Custava meus pais terem segurado a câmera com firmeza? Ou gastado mais rolos de filme? Por que tão poucos registros? Como argumento, o retrato de uma época. "Nem todo mundo tinha costume. Eram 36 poses no máximo. A gente estava ocupado vivendo, não fotografando."

O contorno de uma pessoa que fotografa com uma câmera sobrepõe imagens de películas fotográficas.
Ilustração de Marcelo Martinez para coluna de Bia Braune - Bia Braune

Com o perdão dos desapegados, dos que temem ter suas almas roubadas ou dos que sempre saem piscando, fotografar é preciso, sim. Tanto quanto viver. Memória só não basta —seja a nossa própria ou a do celular.

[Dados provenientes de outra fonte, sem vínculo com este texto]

PR #1107, opened 2026-09-18
Fix Solana sends that land but report a failure

peachbits:
### CHANGELOG

- [x] Yes
- [ ] No

### Dependencies

none

### Description

[Asana task](https://app.asana.com/0/0/1218612847313833/f)

QA saw every SOL and SPL send on staging fail with "Signature ... has expired: block height exceeded." Each of those transactions landed anyway. All three signatures in the QA screenshots are finalized on-chain with no error.

`solana.api.pocket.network` answers `getBlockHeight` at `confirmed` commitment with the slot, which is about 22 million above the real block height. `broadcastTx` ran `confirmTransaction` on every RPC node, and whichever node settled first decided the outcome, even when it settled with an error. On the Pocket connection, web3.js compared that slot to `lastValidBlockHeight` and threw its expiry error within a second, before Helius could confirm. The resubmission loop took the highest height any node reported, so it could end the send the same way. Pocket's gateway code notes that some of its Solana providers return the slot for this call (added in pokt-network/path#523). Production (accb 4.90.1) has the same code and node list. web3.js 1.98.4 fails the same way, so the 1.99.0 bump is not the cause.

Changes:

- Drop the Pocket node from Solana `rpcNodes`. Its other answers are also stale, and its websocket endpoint rejects connections.
- `broadcastTx` asks every node at each stage and takes the first success. A node's failure only counts once every node has failed or timed out. The timeouts are 10s per node for sends and status lookups, and 90s for confirmations, which is longer than the blockhash stays valid.
- The resubmission loop uses the lowest height any node reports. It only stops resubmitting and no longer fails the send.
- When every node fails to confirm, `getSignatureStatuses` with `searchTransactionHistory` checks every node for the transaction before a failure is reported.
- Any on-chain error fails the send. Before this, only string errors did, so an `InstructionError` object counted as success.
- `broadcastTx` throws when there are no RPC connections instead of hanging on an empty `promiseAny`.

After this, Solana's `rpcNodes` are `api.mainnet-beta.solana.com` (public and rate-limited) and Helius. This PR does not add a replacement node.

Testing:

- New `test/solana/solanaBroadcast.test.ts` has 7 cases. 5 of them fail against the old `broadcastTx`, including one that reproduces the QA error from a node reporting the slot as its height.
- `npm test`, eslint, and `tsc --noEmit` pass.

Not yet tested with a real send on a device. The 90s confirmation timeout has no unit test because the repo has no fake timers.

---

> [!NOTE]
> **Medium Risk**
> Changes Solana send confirmation and failure reporting on a critical user path; behavior is more conservative (fewer false failures, stricter on-chain error surfacing) but multi-node timing logic is complex.
> 
> **Overview**
> Fixes Solana sends that **landed on-chain** but the wallet reported as failed with **"block height exceeded"**, caused by racing RPC nodes (including one that returned slot as block height) and treating the first failing node as final.
>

Todo mundo conhece um exagerado assim. Nas viagens, nas festas, no meio da rua, produzindo trocentos cliques com variações mínimas. Mais aberto. Mais fechado. Ih, passou um carro na frente.

Agora junta e faz uma cara engraçada. "Ai, que mania. Vai demorar muito isso aí?"

Por entre muxoxos de impaciência, fotógrafos amadores enxergam o que há de mais pitoresco, ironicamente se mantendo invisíveis. Quase ninguém se oferece para lhes tomar a câmera e retribuir a pose. De tanto subir e se abaixar em busca de ângulos ideais, vivem com a lombar em pandarecos. E o resultado, convertido em belíssimos pixels, acaba postado sem crédito no feed alheio.

No dia em que esses altruístas se desencantarem de vez ou ficarem com a vista cansada, não haverá mais instantâneos de crianças banguelas que virarão CEOs ou de tias dançando com roupas e cabelos ternamente ridículos daqui a 20 anos. Sem suas máquinas de produzir nostalgia, corremos o risco de ter existido como pálidas selfies fazendo bico e dando joinha.

Para além de álbuns de família, toda fotografia amadora tem potencial histórico. Ao folhear um livro sobre o Rio antigo, encontrei um singelo frame entre páginas de Augusto Malta e Marc Ferrez. Do alto de uma carroça, tentando enquadrar a mulher em lua de mel, um anônimo congelou no tempo um prédio que se perdeu no bota-abaixo da cidade. Sem técnica, deixando vazar a cabeça do cavalo, um recorte que não se conhecia. Verdadeira revelação.

Mal tirada, semidevorada por cupins ou passível de ser deletada por um bug na nuvem, toda imagem é rara e importante, basta que passe o tempo certo. "Vai demorar muito isso aí?" A vida toda. Então aproveita, encolhe a barriga e diga "xis".